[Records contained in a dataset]
PR #344, opened 2018-08-12
Navigation Update + Icons

asutula:
- Updated to `react-navigation` 2.x + TypeScript typings
- Refactored app navigation into a nice directory structure to make it easier to understand the nested navigator structure
- All navigators migrated to TypeScript
- Created an icon font for all toolbar and header icons
- API for using the icon font with `react-native-vector-icons`, like how we used to use `EvilIcon`, `IonIcons`, etc
- Updated all nav bars and the tab bar to use `react-native-header-buttons` and `react-native-vector-icons` with our icon font
- Had to remove the tall header from a few screens that had them for now. That was the easiest way to have consistency throughout all the screens immediately, while we develop the real solution for tall headers.


asutula:
Be sure to `yarn install` if you run this.

asutula:
Oh, I also made all icon buttons in the header black for now, and any text button in the header blue. There are many different colored icon buttons in the headers of the SB designs, and it wasn't making much sense to me, so this seemed good and simple for now. Can revisit for sure.

andrewxhill:
this is great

Instructions to follow: Please print the records above exactly, leaving nothing out.

Exercise result:
PR #344, opened 2018-08-12
Navigation Update + Icons

asutula:
- Updated to `react-navigation` 2.x + TypeScript typings
- Refactored app navigation into a nice directory structure to make it easier to understand the nested navigator structure
- All navigators migrated to TypeScript
- Created an icon font for all toolbar and header icons
- API for using the icon font with `react-native-vector-icons`, like how we used to use `EvilIcon`, `IonIcons`, etc
- Updated all nav bars and the tab bar to use `react-native-header-buttons` and `react-native-vector-icons` with our icon font
- Had to remove the tall header from a few screens that had them for now. That was the easiest way to have consistency throughout all the screens immediately, while we develop the real solution for tall headers.


asutula:
Be sure to `yarn install` if you run this.

asutula:
Oh, I also made all icon buttons in the header black for now, and any text button in the header blue. There are many different colored icon buttons in the headers of the SB designs, and it wasn't making much sense to me, so this seemed good and simple for now. Can revisit for sure.

andrewxhill:
this is great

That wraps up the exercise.